We shake our heads and report back to base another misspelling tragedy.

It was a technological civilization, but not spacefaring. As near as we could tell, they didn’t even have satellites around their planet.

When we got within visual range we realized why: the world was so massive that no reaction—chemical or nuclear—could get a rocket out of that gravity well.

We settle into synchronous orbit, transmit a hello, append our files on materials engineering, and set about printing a space elevator.

It’s going to be a long first contact.

Sl’een met Khukhh at the interplanetary entomology conference in Tokyo.

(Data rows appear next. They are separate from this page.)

PR #329, opened 2023-09-03
M2+ desktop dcp/dptx HDMI output support

jannau:
Initialize the HDMI output of M2+ desktop Macs releases in 2023.

- Mac mini (M2/M2 Pro) and Mac studio (M2 Max) should work (tested on both mini models)
- Mac Pro / studio (M2 Ultra) are different but I would expect it to work as well
- only one HDMI port on the Mac Pro works (the one driven by die 1), no idea which
- high res displays might not work if they require different phy parameters

### DIFF
--- a/Makefile
+++ b/Makefile
@@ -74,6 +74,7 @@ LIBFDT_OBJECTS := $(patsubst %,libfdt/%, \
 	fdt_wip.o fdt.o)
 
 DCP_OBJECTS := $(patsubst %,dcp/%, \
+	dpav_ep.o \
 	dptx_phy.o \
 	dptx_port_ep.o \
 	parser.o)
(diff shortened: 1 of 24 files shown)


sequencer:
I'm curious, is this work also help DP Alt for laptops?

niggowai:
I can confirm it working for my `j473` with a `13.5` IPSW.
Unfortunately, linux turns off the dptx again

jannau:
> I can confirm it working for my `j473` with a `13.5` IPSW. Unfortunately, linux turns off the dptx again

yes, linux need further changes not turn the dptx-phy power domain off. You can add `pd_ignore_unused` to the linux kernel command line to avoid that or add `apple,always-on` to the `dptx_ext_phy` power state.

PR #334, opened 2023-09-23
kboot/gpu: Add "no-map" property for reserved memory nodes

jannau:
Without this property u-boot will add reserved memory regions to the EFI memory map with the wrong type. This results in Linux mapping it and thus breaking the intended use in the asahi driver.


marcan:
I think it's fine to just have this in the DT, but I guess being defensive won't hurt.

PR #336, opened 2023-09-30
Parse nvram size from ADT

jannau:
Fixes an issue in `adt_get_reg()` which affect only the range parsing in `spinor`

Can be merged without effects before the device tree updates in https://github.com/AsahiLinux/linux/pull/179

### DIFF
--- a/src/kboot.c
+++ b/src/kboot.c
@@ -729,6 +729,57 @@ static int dt_set_ipd(void)
     return 0;
 }
 
+#define NVRAM_START    0x700000
+#define NVRAM_MAX_SIZE SZ_1M
+
+static int dt_set_nvram(void)
+{
+    int adt_path[8];
+    u64 start, size;
+
+    int anode = adt_path_offset_trace(adt, "/arm-io/spi1/spinor/anvram", adt_path);
+    if (anode < 0) {
+        printf("ADT: nvram partition not found\n");
+        return 0;
+    }
+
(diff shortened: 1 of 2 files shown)


src/kboot.c
```diff
@@ -729,6 +729,57 @@ static int dt_set_ipd(void)
...
+
+    int node = fdt_path_offset(dt, "nvram");
+    if (node < 0) {
+        printf("DT: nvram alias/partition not found\n");
+        return 0;
+    }
+
+    fdt32_t reg[2];
+    fdt32_st(reg + 0, start);
+    fdt32_st(reg + 1, start);
```
nohajc, line 771: I guess this should set `size`. Otherwise the value is unused.
```suggestion
    fdt32_st(reg + 1, size);
```

jannau: thanks for spotting this, fixed. Strange that my dump from j493 using 13.5 seemingly reported the expected mtd0 size.

nohajc: Hmm... and what does `mtdinfo /dev/mtd0` say on your machine?

nohajc: Btw, I still don't know how the "current bank" is picked. I thought each nvram change would increase the counter but now I tried again and the value is still 3 which would suggest the changes are made in place.

Maybe in your case the current bank is within those first 128 kB, so you could see the changes.

PR #344, opened 2023-10-23
bash is not available everywhere

tobhe:
Use /bin/sh instead which should work on most posix platforms. Fixes OpenBSD.


tobhe:
@rowanG077 works for me. I pushed an update.

PR #352, opened 2023-11-11
Add initial M3 values for CPU_START_OFF

dberlin:
I only can easily find the T6031/T6034/T8122 values.
If there is a T6030, the value is not in the same place I found these.


mariogrip:
Seems like there is an T6030, M1 Pro

Screenshot 2024-06-02 at 22 44 03

PR #357, opened 2023-11-22
More support for M3 chips

dberlin:
Now works enough to get proxy + usb working, along with fb/aic/etc.

Trying to start secondary cpus crashes when it hits cpu 4.

I believe this is because we are assuming the primary CPU is always 0, and it is not here, and we are trying to start the CPU we are on right now.


dberlin:
(Just leaving this as a draft until the MMU is not crashing)

dberlin:
Gonna split this pr into a few pieces

PR #363, opened 2023-12-01
Handle case where mem_size_actual is 0

dberlin:
Handle case of no mem_size_actual

On newer machines, mem_size_actual is 0.
In this case, we need to use mem_size and mask to a page boundary.

This fixes MMU crash/hang on m3

### DIFF
--- a/src/memory.c
+++ b/src/memory.c
@@ -401,6 +401,13 @@ static void mmu_add_default_mappings(void)
     uint64_t ram_size = cur_boot_args.mem_size + cur_boot_args.phys_base - ram_base;
     ram_size = ALIGN_DOWN(ram_size, 0x4000);
 
+    /* Mem size actual is 0 on some machines, generate a usable value in this case */
+    if (!cur_boot_args.mem_size_actual) {
+        cur_boot_args.mem_size_actual = ALIGN_UP(ram_size, BIT(32));
+        /* Update for python / subsequent stages */
+        memcpy((void *)boot_args_addr, &cur_boot_args, sizeof(cur_boot_args));
+    }
+
     printf("MMU: RAM base: 0x%lx\n", ram_base);
     printf("MMU: Top of normal RAM: 0x%lx\n", ram_base + ram_size);
 


src/memory.c
```diff
@@ -411,7 +412,14 @@ static void mmu_add_default_mappings(void)
...
      */
-    mmu_add_mapping(ram_base, ram_base, cur_boot_args.mem_size_actual, MAIR_IDX_NORMAL, PERM_RWX);
+
+    /*
+     * Newer machines (m3+) do not always have mem_size_actual filled in.  In this case,
+     * use mem size.  Either way, mask it to a page boundary.
+     */
+    u64 mem_size =
+        cur_boot_args.mem_size_actual ? cur_boot_args.mem_size_actual : cur_boot_args.mem_size;
+    mmu_add_mapping(ram_base, ram_base, mem_size & ~(PAGE_SIZE), MAIR_IDX_NORMAL, PERM_RWX);
```
marcan, line 422: This is not correct. `mem_size` is the usable memory size starting at `phys_base`, not at `ram_base`. `ram_size`, calculated above, is the upper limit of normal RAM starting at RAM base, excluding top carveouts. But even if you used that, you'd still break debugging and scripts which rely on upper RAM being mapped (the reason why we explicitly unmap the TZ carveouts is precisely because mapping *those* is dangerous and causes random faults due to speculation, but mapping everything else in high RAM isn't).

What you want to do is the same thing we do above to cook up `ram_base`: just take the wonky value and round to a multiple of 4GiB. In this case, `mem_size_actual = ALIGN_UP(ram_size, BIT(32))`. This should give real physical RAM size for any reasonable configuration.

I'd go ahead and stick it into `cur_boot_args` too, so we don't have to go around fixing other code that relies on it. If macOS doesn't like that field, I'd rather deal with it in the hypervisor boot sequence for macOS. Just do that at the top of the function if `mem_size_actual` is 0 and leave this line alone :)

dberlin:
This should now be correct

jannau:
on j504 (M3 Macbook Pro 14-inch) I see `mem_size_actual` at 0x478 instead of 0x2d8. All data zero so no idea what the additional 416 bytes are used for.

marcan:
Looks like this is an issue with bootargs version/size then?

jannau:
> Looks like this is an issue with bootargs version/size then?

yes, it was. Complicated by the fact that early iboot versions on M3 devices did use revision 2 but used the longer command line length. Missing from #403 is updating `BootArgs` in proxyclient/m1n1/tgtypes.py

mildsunrise:
also missing from #403 is replicating the correction of mem_size_actual (which I understand is for these old iBoot versions) in python side, since we're no longer patching the original bootargs and python sees 0

PR #364, opened 2023-12-01
Support AIC version 3

dberlin:
Support new version of AIC used by M3

### DIFF
--- a/src/aic.c
+++ b/src/aic.c
@@ -31,11 +31,20 @@ static struct aic aic2 = {
         {
             .config = AIC2_IRQ_CFG,
         },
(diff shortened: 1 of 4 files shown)


marcan:
Is the only relevant difference the MAX_DIE field width? Can't we just reuse all the rest of the code and make that conditional / part of the regs struct?

marcan:
SGTM, let's go with that. I'm indifferent about the max dies thing, it's academic until a monster Mac Pro shows up (if ever), and that's guaranteed to need piles of code changes anyway.

dberlin:
This still works :)

PR #166, opened 2018-04-12
dispatch: assert, not errx, when we have no context

nwnk:
errx() calls exit(), you'd rather get a backtrace.

Signed-off-by: Adam Jackson <ajax@redhat.com>


hadess:
Looks good to me!

PR #170, opened 2018-05-01
Make epoxy_load_{egl,glx} load libraries if they exist

nwnk:
This explicitly separates the dlopen and dlsym phases of every library, exposes the GLX and EGL loading logic to the rest of the library, and treats RTLD_NOLOAD and fatal-lookup-error as separate flags.

### DIFF
--- a/src/dispatch_common.c
+++ b/src/dispatch_common.c
@@ -292,7 +292,7 @@ library_init(void)
 }
 
 static bool
-get_dlopen_handle(void **handle, const char *lib_name, bool exit_on_fail)
+get_dlopen_handle(void **handle, const char *lib_name, bool exit_on_fail, bool load)
 {
     if (*handle)
         return true;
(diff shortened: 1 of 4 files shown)


ilovezfs:
@ebassi @nwnk this PR broke libepoxy on macOS. The problem is that `OPENGL_LIB` gets redefined again lower down

https://github.com/nwnk/libepoxy/blob/90db0069b43f40c071510fa4e3b67f6affebd8e2/src/dispatch_common.c#L199

So at run time you get
```
Couldn't open libOpenGL.so.0: dlopen(libOpenGL.so.0, 5): image not found
```

ebassi:
Please, @ilovezfs: open a new issue about this.

ilovezfs:
Where is best? Will do.

ebassi:
@ilovezfs Create [a new issue](https://github.com/anholt/libepoxy/issues/new) on this repo.

ilovezfs:
@ebassi done: https://github.com/anholt/libepoxy/issues/176

PR #179, opened 2018-05-30
Add a CoreGraphics OpenGL test

ebassi:
Building is not enough: we should also run a test to verify that we're not regressing on macOS.


ebassi:
This is based off of #178, so that PR needs to be merged first.

ebassi:
The second test is not working — need to set up Travis to get the test logs on failure. The first test builds and works.

PR #193, opened 2018-10-04
Ensure Autotools enables EGL-X11 support

### LINKED ISSUE #188: Autotools build doesn't actually enable X11
https://github.com/anholt/libepoxy/commit/ce8cbdbe064f5fd7f3e78b6349fa86604e6189d7 made X11 optional for both the Autotools and Meson builds.

[In `src/dispatch_common.h`, we can see](https://github.com/anholt/libepoxy/blob/master/src/dispatch_common.h#L49-L55):

```c
# if !ENABLE_X11
/* Mesa uses this symbol to avoid including X11 headers when including
 * EGL.h; since X11 was explicitly disabled at configuration time, we
 * should do the same
 */
#  define MESA_EGL_NO_X11_HEADERS 1
# endif
```

Unfortunately, the Autotools build never sets `ENABLE_X11`, even when `--enable-x11` was passed, and the dependencies are installed.

So the resulting build is missing some X11 support.

This causes an ABI break when moving from an Autotools build to a Meson one:

```
Functions changes summary: 0 Removed, 0 Changed, 0 Added function
Variables changes summary: 0 Removed, 2 Changed (5 filtered out), 0 Added variables

2 Changed variables:

  [C]'typedef EGLDisplay (typedef EGLNativeDisplayType)* epoxy_eglGetDisplay' was changed at egl_generated.h:991:1:
    type of variable changed:
     in pointed to type 'function type typedef EGLDisplay (typedef EGLNativeDisplayType)':
       parameter 1 of type 'typedef EGLNativeDisplayType' changed:
         underlying type 'void*' changed:
           in pointed to type 'void' at Xlib.h:487:1:
             entity changed from 'void' to 'typedef Display' at Xlib.h:487:1
             type size hasn't changed

  [C]'typedef EGLBoolean (typedef EGLDisplay, EGLNativeDisplayType*)* epoxy_eglQueryNativeDisplayNV' was changed at egl_generated.h:1063:1:
    type of variable changed:
     in pointed to type 'function type typedef EGLBoolean (typedef EGLDisplay, EGLNativeDisplayType*)':
       parameter 2 of type 'EGLNativeDisplayType*' changed:
         pointed to type 'typedef EGLNativeDisplayType' changed at eglplatform.h:117:1, as reported earlier
```

This is when compiling 1.5.2, but I think master is affected in the same way.

Big thanks to @cfergeau for putting me on the right track.

ebassi:
The X11 support in the Autotools build is missing the definition of the
ENABLE_X11 pre-processor symbol. Without it, we're missing the X11
platform definitions for EGL.

Fixes #188

### DIFF
--- a/configure.ac
+++ b/configure.ac
@@ -157,6 +157,8 @@ if test x$enable_x11 = xno; then
         AC_MSG_ERROR([GLX support is explicitly enabled, but X11 was disabled])
     fi
     build_glx=no
+else
+    AC_DEFINE([ENABLE_X11], [1], [Whether X11 support is enabled])
 fi
 
 AM_CONDITIONAL(BUILD_EGL, test x$build_egl = xyes)


bochecha:
Confirming this fixes #188.

PR #195, opened 2018-10-30
test: Add unit tests for epoxy_gl_version() and epoxy_glsl_version().

anholt:
Based on a bug report I got on IRC.  I thought parsing might be broken on their strings, but it worked fine.  Seems like a good test to have for future reports, though.

### DIFF
--- a/test/gl_version.c
+++ b/test/gl_version.c
@@ -1,0 +1,89 @@
+/*
+ * Copyright © 2018 Broadcom
+ *
+ * Permission is hereby granted, free of charge, to any person obtaining a
+ * copy of this software and associated documentation files (the "Software"),
+ * to deal in the Software without restriction, including without limitation
+ * the rights to use, copy, modify, merge, publish, distribute, sublicense,
+ * and/or sell copies of the Software, and to permit persons to whom the
+ * Software is furnished to do so, subject to the following conditions:
+ *
+ * The above copyright notice and this permission notice (including the next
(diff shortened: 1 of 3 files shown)


test/gl_version.c
```diff
@@ -0,0 +1,92 @@
...
+ * THE AUTHORS OR COPYRIGHT HOLDERS BE LIABLE FOR ANY CLAIM, DAMAGES OR OTHER
+ * LIABILITY, WHETHER IN AN ACTION OF CONTRACT, TORT OR OTHERWISE, ARISING
+ * FROM, OUT OF OR IN CONNECTION WITH THE SOFTWARE OR THE USE OR OTHER DEALINGS
+ * IN THE SOFTWARE.
+ */
+
+#include <stdio.h>
+#include <assert.h>
+#include "epoxy/gl.h"
+#include "epoxy/glx.h"
```
ebassi: I don't think we need this, and the `glx_common.h` header inclusion; if we do, though, then we need to put this test under the GLX conditional.

test/meson.build
```diff
@@ -33,6 +33,12 @@ test('khronos_typedefs',
                 c_args: common_cflags,
                 dependencies: libepoxy_dep,
                 include_directories: libepoxy_inc))
+test('gl_version',
```
ebassi: We'll also need a change for `Makefile.am`, at least until we drop Autotools support.

PR #203, opened 2019-04-19
enum names

### LINKED ISSUE #202: foo_provider_resolver could be optimized
For extensions, we generate:

```
        case GL_extension_GL_3DFX_tbuffer:
            if (epoxy_conservative_has_gl_extension("GL_3DFX_tbuffer"))
                return epoxy_get_proc_address(entrypoint_strings + entrypoints[i]);
            break;
```

But we already have a copy of the string `GL_3DFX_tbuffer`, in `enum_string`. Or we would, if we didn't format that as `"GL extension \"GL_3DFX_tbuffer\"\0"`. The only reason we format it that way is so we can print that on resolution failure, which isn't especially useful, since a) resolution failure means a broken app anyway and b) the extension type (GL, GLX, EGL) is right there in the name.

So: make the substrings in `enum_string` be just the extension name, and fix the argument to `epoxy_conservative_has_gl_extension` be `enum_string[enum_string_offsets[i]]`. This should both make .rodata smaller since we don't keep two copies of the extension name strings, and shave off a few hundred relocations to the anonymous extension name strings.

anholt:
I saw ajax's suggestion, and it sounded like fun, so here goes.  Tested only with the testsuite, though the testsuite did catch bugs as I built this.  Release build sizes as we go:

```
1121212	  56800	    160	1178172	 11fa3c	master.so
1114236	  56800	    160	1171196	 11defc	providernames.so
1099948	  56800	    160	1156908	 11a72c	enumstrings.so
```

I think the next step would be to sort the providers into "GL versions" and "Extensions" and have the provider resolve loop be "check GL version for providers < cutoff and check GL/GLX/whatever extension for providers >= cutoff.

Fixes #202

### DIFF
--- a/src/gen_dispatch.py
+++ b/src/gen_dispatch.py
@@ -50,6 +50,7 @@ class GLProvider(object):
         self.enum = self.enum.replace(' ', '_')
         self.enum = self.enum.replace('\\"', '')
         self.enum = self.enum.replace('.', '_')
+        self.enum = "PROVIDER_" + self.enum
 
 class GLFunction(object):
     def __init__(self, ret_type, name):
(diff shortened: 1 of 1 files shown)


nwnk:
I like the size reduction, but this doesn't seem to change the number of relocations emitted. Still, lgtm.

“Fascinating how they change behaviour when they reach a certain density.”

“Indeed. They become gregarious, aggressive, and they can strip a whole grain field in minutes.”

“Hard to believe they’re just grasshoppers.”

“Grassh—? Oh, I thought you were talking about the humans.”

Ravi bursts in. “I’ve done it! My time machine works! Everybody’s going to want one. I’m gonna be rich and famous!”

I shake my head. “Sorry, no, that’s not how it works. You’re going to sell exactly one, to a Chinese businessman who will reverse engineer it and flood the market yesterday with cheap knockoffs. History, such as it will become, won’t even remember you.”

Ravi pondered. “Then I’ll sell it for a fortune. If I can’t be rich _and_ famous, at least I can be rich.”

We board the dead space hulk. It’s been lifeless for centuries. We start replacing corroded cabling to get life support functioning. Then we restore communications.

There’s a final unsent message in the buffers. We put it on screen.

From: Chief Engineer Nani, Cargo Vessel Akkadia
To: Copper merchant Ea-nasr, New Ur
Subject: Complaint about quality of copper in new CO₂ scrubbers

We turn the screen off. It’s a tale as old as time.

I read his file. He was too lucky in his investments for it to be down to chance. I suspected that he’d travelled back in time to make it rich. So I’d gone back a decade to catch him, undercover.

We encounter each other on a crowded commuter train. I strike up a conversation.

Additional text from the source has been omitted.